PR #2078, opened 2026-08-28
feat(fighters): keep N26 subtypes and specialisation independent of n…

Djidiouf:
…amed type

Named type and variant no longer rewrite subtypes; specialisation is Specialist-only and is stripped on add, copy, and edit when that subtype is missing.

### DIFF
--- a/app/actions/add-fighter.ts
+++ b/app/actions/add-fighter.ts
@@ -12,6 +12,7 @@ import { logFighterAction } from '@/app/actions/logs/fighter-logs';
 import { mapArchetypeSkillAccessToOverrides } from '@/utils/archetypeEligibility';
 import { assertArchetypeAssignable } from '@/utils/assertArchetypeAssignable';
 import { editionSlugFromJoin, gangEditionSlug, type EditionJoin } from '@/types/edition';
+import { shouldClearSpecialisationForSubtypes } from '@/utils/keepTypePromotionN26';
 
 interface SelectedEquipment {
   equipment_id: string;
@@ -415,6 +416,10 @@ export async function addFighterToGang(params: AddFighterParams): Promise<AddFig
       throw new Error('Gang not found');
     }
 
+    const fighterSource = effectiveFighterData as FighterTypeSource;
+    const editionSlug =
+      editionSlugFromJoin(fighterSource.editions) ?? gangEditionSlug(gangData);
+
     // Note: Authorization is enforced by RLS policies on fighters table
 
     // Check for adjusted cost based on gang type (only for regular fighters)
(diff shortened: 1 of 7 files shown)


joeseos:
@Djidiouf Reviewed this against `main` (head `0b813bc`). Solid, well-contained change — the edition-gated helpers (`namedTypeKeepsSubtypes`, `omitsNamedTypeSubtypeSuffix`, `shouldClearSpecialisationForSubtypes`, `hasN26SpecialistSubtype`) keep N23 behavior untouched while cleanly branching N26, and the client/server specialisation-clearing logic is duplicated for defense-in-depth rather than trusted single-sided, which is the right call for a DB-facing invariant.

**Checklist**

- **Correctness**: No bugs found in the main flow. Traced `add-fighter.ts`, `copy-fighter.ts` (including the beast-fighter branch), and `edit-fighter.ts`'s `updateFighterDetails` — the `resolvedEditionSlug` memoization guard (`=== undefined` check) correctly avoids redundant lookups across the three call sites that need it.
- **Bug fix bundled in**: `fighter-page.tsx`'s optimistic update switched from `optimistic?.fighter_specialisation ? … : prev…` to `'fighter_specialisation' in optimistic ? … : prev…` — this fixes a real bug where optimistically *clearing* a specialisation (`null`) would previously fall through to the falsy branch and keep showing the stale value. Good catch, matches the new `fighter_specialisation_id !== undefined` optimistic-overlay condition in `fighter-edit-modal.tsx`.
- **Edge cases**: Verified the "stale specialisation without Specialist subtype" case — the UI correctly hides the Specialisation combobox (`canHaveSpecialisation` gates on `hasN26SpecialistSubtype`) but still clears it server-side via `touchesSpecialisationScope` whenever type/subtypes/specialisation are actually touched, and client-side via `nextSpecialisationId = canHaveSpecialisation ? … : ''`. Rename-only saves correctly skip this (no spurious writes).
- **Security**: No issues — all queries go through Supabase's parameterized client, RLS still governs authorization as before.
- **Performance (low)**: `copyFighter` now does an unconditional extra round trip via `resolveFighterEditionSlug` (nested `fighters → fighter_types/custom_fighter_types/gangs → editions` select) even for gangs/editions where specialisations don't apply. Minor — one extra query per copy — but worth noting since `copyFighter` is already a hot, multi-query path (vehicle equipment/effects, beast fighters, etc.).
- **DRY (low)**: The `shouldClearSpecialisationForSubtypes(...) ? {null,null} : {source values}` ternary is repeated three times in `copy-fighter.ts` (main fighter + beast fighter branches). Could be a tiny local helper, but it's cheap enough that I wouldn't block on it.
- **Conventions**: Consistent with the existing edition-capability pattern in `types/edition.ts` and the "magic UUID with drift-risk comment" convention already established in `keepTypePromotionN26.ts`.

No `CLAUDE.md` exists in this repo, so no project-convention doc to check against beyond what's inferred from surrounding code, which this PR follows well.

**Severity summary**: 2 low-severity notes (perf round-trip, minor duplication), nothing blocking.

**Verdict: Approve**

---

※ ※ ※

Required work »
For every record above, print an exact copy.

Output for this task »
PR #2078, opened 2026-08-28
feat(fighters): keep N26 subtypes and specialisation independent of n…

Djidiouf:
…amed type

Named type and variant no longer rewrite subtypes; specialisation is Specialist-only and is stripped on add, copy, and edit when that subtype is missing.

### DIFF
--- a/app/actions/add-fighter.ts
+++ b/app/actions/add-fighter.ts
@@ -12,6 +12,7 @@ import { logFighterAction } from '@/app/actions/logs/fighter-logs';
 import { mapArchetypeSkillAccessToOverrides } from '@/utils/archetypeEligibility';
 import { assertArchetypeAssignable } from '@/utils/assertArchetypeAssignable';
 import { editionSlugFromJoin, gangEditionSlug, type EditionJoin } from '@/types/edition';
+import { shouldClearSpecialisationForSubtypes } from '@/utils/keepTypePromotionN26';
 
 interface SelectedEquipment {
   equipment_id: string;
@@ -415,6 +416,10 @@ export async function addFighterToGang(params: AddFighterParams): Promise<AddFig
       throw new Error('Gang not found');
     }
 
+    const fighterSource = effectiveFighterData as FighterTypeSource;
+    const editionSlug =
+      editionSlugFromJoin(fighterSource.editions) ?? gangEditionSlug(gangData);
+
     // Note: Authorization is enforced by RLS policies on fighters table
 
     // Check for adjusted cost based on gang type (only for regular fighters)
(diff shortened: 1 of 7 files shown)


joeseos:
@Djidiouf Reviewed this against `main` (head `0b813bc`). Solid, well-contained change — the edition-gated helpers (`namedTypeKeepsSubtypes`, `omitsNamedTypeSubtypeSuffix`, `shouldClearSpecialisationForSubtypes`, `hasN26SpecialistSubtype`) keep N23 behavior untouched while cleanly branching N26, and the client/server specialisation-clearing logic is duplicated for defense-in-depth rather than trusted single-sided, which is the right call for a DB-facing invariant.

**Checklist**

- **Correctness**: No bugs found in the main flow. Traced `add-fighter.ts`, `copy-fighter.ts` (including the beast-fighter branch), and `edit-fighter.ts`'s `updateFighterDetails` — the `resolvedEditionSlug` memoization guard (`=== undefined` check) correctly avoids redundant lookups across the three call sites that need it.
- **Bug fix bundled in**: `fighter-page.tsx`'s optimistic update switched from `optimistic?.fighter_specialisation ? … : prev…` to `'fighter_specialisation' in optimistic ? … : prev…` — this fixes a real bug where optimistically *clearing* a specialisation (`null`) would previously fall through to the falsy branch and keep showing the stale value. Good catch, matches the new `fighter_specialisation_id !== undefined` optimistic-overlay condition in `fighter-edit-modal.tsx`.
- **Edge cases**: Verified the "stale specialisation without Specialist subtype" case — the UI correctly hides the Specialisation combobox (`canHaveSpecialisation` gates on `hasN26SpecialistSubtype`) but still clears it server-side via `touchesSpecialisationScope` whenever type/subtypes/specialisation are actually touched, and client-side via `nextSpecialisationId = canHaveSpecialisation ? … : ''`. Rename-only saves correctly skip this (no spurious writes).
- **Security**: No issues — all queries go through Supabase's parameterized client, RLS still governs authorization as before.
- **Performance (low)**: `copyFighter` now does an unconditional extra round trip via `resolveFighterEditionSlug` (nested `fighters → fighter_types/custom_fighter_types/gangs → editions` select) even for gangs/editions where specialisations don't apply. Minor — one extra query per copy — but worth noting since `copyFighter` is already a hot, multi-query path (vehicle equipment/effects, beast fighters, etc.).
- **DRY (low)**: The `shouldClearSpecialisationForSubtypes(...) ? {null,null} : {source values}` ternary is repeated three times in `copy-fighter.ts` (main fighter + beast fighter branches). Could be a tiny local helper, but it's cheap enough that I wouldn't block on it.
- **Conventions**: Consistent with the existing edition-capability pattern in `types/edition.ts` and the "magic UUID with drift-risk comment" convention already established in `keepTypePromotionN26.ts`.

No `CLAUDE.md` exists in this repo, so no project-convention doc to check against beyond what's inferred from surrounding code, which this PR follows well.

**Severity summary**: 2 low-severity notes (perf round-trip, minor duplication), nothing blocking.

**Verdict: Approve**

---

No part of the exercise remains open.